Research into solid matter with sound and spin:
Per Hedegård, Professor of nanophysics
“Basically, my field is describing solid matter and molecules using quantum physics”, explains Per Hedegård. He has a licentiate in solid-state physics from Aarhus University and then went to New York in '84 and worked at IBM, where he did basic research – which was IBM’s way of showing their might. In '85 went Per Hedegård to Nordita and then to the Physics Laboratory, which in '93 – when all physics at KU was combined – became the Niels Bohr Institute.
He has been on the board of NBI, and from 2001 – 2004 he was deputy director. In terms of research he has been working on superconductivity for many years. He is also involved in an EU-network for the development of spintronics. Electronics are based on electrons, but if you base the technology on electron magnetism – the so-called spin – this is spintronics. Spintronics will make it possible to manufacture hard drives for quantum computers that can store information in individual atoms.
Just now he is researching phononics – a technique that is based on the exchange of quantized sound. Under the right circumstances a molecule can function as a kind of ‘sound-laser’, that emits a very specific tone from one molecule to another. “If one could communicate between molecules with precise, quantized high frequency sounds transmitted through wires, you could create a kind of quantum communication”, explains Per Hedegård, who is working to develop a molecular transistor based on phononics in collaboration with chemists and experimental physicists in Göteborg and Holland.
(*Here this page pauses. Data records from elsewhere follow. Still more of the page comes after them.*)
PR #1762, opened 2025-07-01
FileSource.getSizeBytes

aaroncameron-wk:
#### Reason for change
Consolidate and improve file size validations across ESEF, NL, and EDINET.

#### Steps to Test
CI (added webserver_validate_esef integration test script)

**review**:
@Arelle/arelle

### DIFF
--- a/arelle/plugin/validate/ESEF/ESEF_Current/ValidateXbrlFinally.py
+++ b/arelle/plugin/validate/ESEF/ESEF_Current/ValidateXbrlFinally.py
@@ -111,7 +111,7 @@ def validateXbrlFinally(val: ValidateXbrl, *args: Any, **kwargs: Any) -> None:
                        estimated=_("exact") if _sizeExact else _("estimated"),
                        reportPackageMeasurement=_(val.authParam["reportPackageMeasurement"]) or _("zipped"),
                        size=_size)
-        if _size > maxMB * 1048576:
+        if _size is not None and _size > maxMB * 1048576:
             modelXbrl.error("arelle.ESEF.maximumReportPackageSize",
                             _("The authority %(authority)s requires a report package size under %(maxSize)s MB, size is %(size)s."),
                             modelObject=modelXbrl, authority=val.authority, maxSize=reportPackageMaxMB, size=_size)
--- a/arelle/plugin/validate/ESEF/ESEF_2021/ValidateXbrlFinally.py
+++ b/arelle/plugin/validate/ESEF/ESEF_2021/ValidateXbrlFinally.py
@@ -106,7 +106,7 @@ def validateXbrlFinally(val: ValidateXbrl, *args: Any, **kwargs: Any) -> None:
                        estimated=_("exact") if _sizeExact else _("estimated"),
                        reportPackageMeasurement=_(val.authParam["reportPackageMeasurement"]) or _("zipped"),
                        size=_size)
-        if _size > maxMB * 1048576:
+        if _size is not None and _size > maxMB * 1048576:
             modelXbrl.error("arelle.ESEF.maximumReportPackageSize",
                             _("The authority %(authority)s requires a report package size under %(maxSize)s MB, size is %(size)s."),
                             modelObject=modelXbrl, authority=val.authority, maxSize=reportPackageMaxMB, size=_size)


arelle/FileSource.py
```diff
@@ -655,6 +655,20 @@ def file(
...
+    def getBytesSize(self) -> int | None:
+        """
+        Get the size of the zip file in bytes.
+        :return: Size of the zip file in bytes, or None if not applicable.
+        """
+        if isinstance(self.basefile, str) and os.path.isfile(self.basefile):
+            return os.path.getsize(self.basefile)
+        if isinstance(self.fs, zipfile.ZipFile):
+            zipFile = cast(zipfile.ZipFile, self.fs)
+            stream = cast(IO[Any], zipFile.fp)
```
brettkail-wk: It looks like `fp` is a private field, and it seems like it would be nullable if given a byte stream rather than a file stream.

Can we change `FileSource` creation to always assign the size if available, or can we reasonably assume that all `ZipFile` created from a file will have a `basefile` and we're never in this code path?

aaroncameron-wk: > it seems like it would be nullable if given a byte stream rather than a file stream.

I don't think that's the case. When opening a zip from a stream, it appears to be a `BytesIO` file-like object. I think it's only null if the file/stream has been closed. It doesn't hurt to have a check here anyway.

>  or can we reasonably assume that all ZipFile created from a file will have a basefile and we're never in this code path?

I think this a safe assumption

arelle/FileSource.py
```diff
@@ -655,6 +655,19 @@ def file(
...
             return openXmlFileStream(self.cntlr, filepath, stripDeclaration)
 
+    def getBytesSize(self) -> int | None:
+        """
+        Get the size of the zip file in bytes.
+        :return: Size of the zip file in bytes, or None if not applicable.
+        """
+        if isinstance(self.basefile, str) and os.path.isfile(self.basefile):
+            return os.path.getsize(self.basefile)
+        if isinstance(self.fs, zipfile.ZipFile) and self.fs.fp is not None:
```
brettkail-wk: If we're trying to be conservative, should it be `getattr(self.fs, 'fp')`, or do we want it to fail if the private `fp` attribute is renamed?  In any case, I wonder if it's worth a comment explaining that we're using a private field.

arelle/plugin/validate/ESEF/ESEF_Current/ValidateXbrlFinally.py
```diff
@@ -93,11 +93,24 @@ def validateXbrlFinally(val: ValidateXbrl, *args: Any, **kwargs: Any) -> None:
...
         else:
-            _size = sum(zi.compress_size for zi in modelXbrl.fileSource.fs.infolist())
-            # not usable because zip may be posted or streamed: _size = os.path.getsize(modelXbrl.fileSource.basefile)
+            try:
+                _size = modelXbrl.fileSource.getBytesSize()
+            except Exception:
+                pass
+            if _size is None:
+                _size = sum(zi.compress_size for zi in modelXbrl.fileSource.fs.infolist())
+                _sizeExact = False
```
brettkail-wk, line 108: This estimation logic could possibly be incorporated into a `getEstimatesBytesSize`.

brettkail-wk (approved):

derekgengenbacher-wf (dismissed):

arelle/FileSource.py
```diff
@@ -655,6 +655,30 @@ def file(
...
+            return os.path.getsize(self.basefile)
+        # ZipFile.fp is a private field, but is currently the simplest way for us to
+        # access the internal stream
+        if isinstance(self.fs, zipfile.ZipFile) and (fp := getattr(self.fs, 'fp')) is not None:
+            stream = cast(IO[Any], fp)
+            stream.seek(0, 2)  # Move to the end of the file
+            return stream.tell()  # Report the current position, which is the size of the file
+        return None
+
+    def getBytesSizeEstimate(self) -> int | None:
```
austinmatherne-wk, line 673: This function name should probably indicate that it's for zip file sources.

brettkail-wk: It doesn't seem like the function has to be specific to zip file sources (even if that's currently the only estimate).

austinmatherne-wk: Making it work for other source formats is certainly preferable. I just don't like that callers have to read the docs to realize they need to check their filesource type when calling this.

brettkail-wk: I don't think they do need to do that.  The intent is: call `getBytesSize`, if `None` then exact size is unknown, so call `getBytesSizeEstimate`, if `None` then not even an estimate is known.  Callers shouldn't have to know in what cases the exact or estimated sizes are available.

austinmatherne-wk: That's fair

PR #1779, opened 2025-07-10
EDINET: EC5804E, EC5805E, EC5806E

aaroncameron-wk:
#### Reason for change
EDINET.EC5804E: The preferredFilename attribute must be set on the instance element in the manifest file.

EDINET.EC5805E: The instance file extension is not ".xbrl". File name: xxx. Please change the extension of the instance name set in the preferredFilename attribute value of the instance element in the manifest file to ".xbrl".

EDINET.EC5806E: The same instance file name is set multiple times. File name: xxx. The preferredFilename attribute value of the instance element in the manifest file must be unique within the same file.

#### Steps to Test
CI

**review**:
@Arelle/arelle


arelle/ModelValue.py
```diff
@@ -35,11 +35,11 @@ def qname(value: ModelObject | str | QName, name: str | ModelObject | None = Non
 def qname(value: ModelObject, name: QName, noPrefixIsNoNamespace: bool) -> QName: ...
 
 @overload
-def qname(value: ModelObject | str | QName | Any | None, name: str | ModelObject | dict[str, str] | None) -> QName | None : ...
+def qname(value: ModelObject | str | QName | Any | None, name: str | ModelObject | dict[str, str] | dict[str | None, str] | None) -> QName | None : ...
```
austinmatherne-wk, line 38: `dict[str, str]` is made redundant by `dict[str | None, str]`?

aaroncameron-wk: For whatever reason, the typing engine does not consider `dict[str, str]` a subset of `dict[str | None, str]`.

```
Argument 2 to "qname" has incompatible type "dict[str, str]"; expected "str | ModelObject | dict[str | None, str] | None"
```

austinmatherne-wk (approved):

arelle/ModelValue.py
stevenbronson-wk: Mutable container types are considered invariant in most languages because, for example, `dict[str | None, str]` allows `d[None] = ''` which is incompatible with `dict[str, str]`.  Mypy talks a bit about it [here](https://mypy.readthedocs.io/en/stable/generics.html#variance-of-generic-types).  But even the read-only Mapping is invariant in its key: https://www.github.com/python/typing/issues/445.

PR #1792, opened 2025-07-16
Better handling of test case variations with only warnings

aaroncameron-wk:
#### Reason for change
Test case variations that expected *only* warnings were passing so long as no *errors* were fired. This results in false-positive test case results where an expected warning wasn't actually firing but the test case was passing regardless.

#### Description of change
- Update logic to not "pass" test case before checking expected warnings.
- Update formatting of conformance suite "expected" results output
- Update EDINET conformance suite runner to capture warnings

#### Steps to Test
CI

**review**:
@Arelle/arelle


derekgengenbacher-wf:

X-ray vision for advanced material research
Robert Feidenhans'l, Professor of nanophysics
Robert Feidenhans'l studied at Aarhus University and has a licentiate in surface physics, which is a research field that has since evolved into nanophysics. In '83 he arrived at Risø and began to research surface physics using X-ray radiation. “It was brand new and have been at the forefront of the field”, explains Robert Feidenhans'l, who was at Risø until 2005, when he came to NBI.
Research into surface physics using radiation requires sophisticated experiments in large research facilities and he has travelled a great deal to the synchrotron facilities in Grenoble in France, PSI in Switzerland and DESY in Hamburg.
“We want to be able to understand how new advanced materials are made so that we can see the structure down to the atomic level and reveal their properties”, says Robert Feidenhans'l and explains that new materials can do things that other materials cannot. For example, he has been involved in investigating nanothreads, which can be used for solar cells and LEDs. Recently, he has begun to study Imaging, that is to say the imaging of meat – both the meat that we eat, but also human tissue. In collaboration with the Copenhagen University Hospital, they are looking at lymph nodes and cancerous tumours.
“We can see details that are invisible with a normal CT scan”, explains Robert Feidenhans'l about the Imaging-method, which is very promising. He has a leading post as chairman of the big European research centre XFEL in Hamburg. He is also the chairman for the PhD committee at the faculty, as well as the deputy head of research at NBI.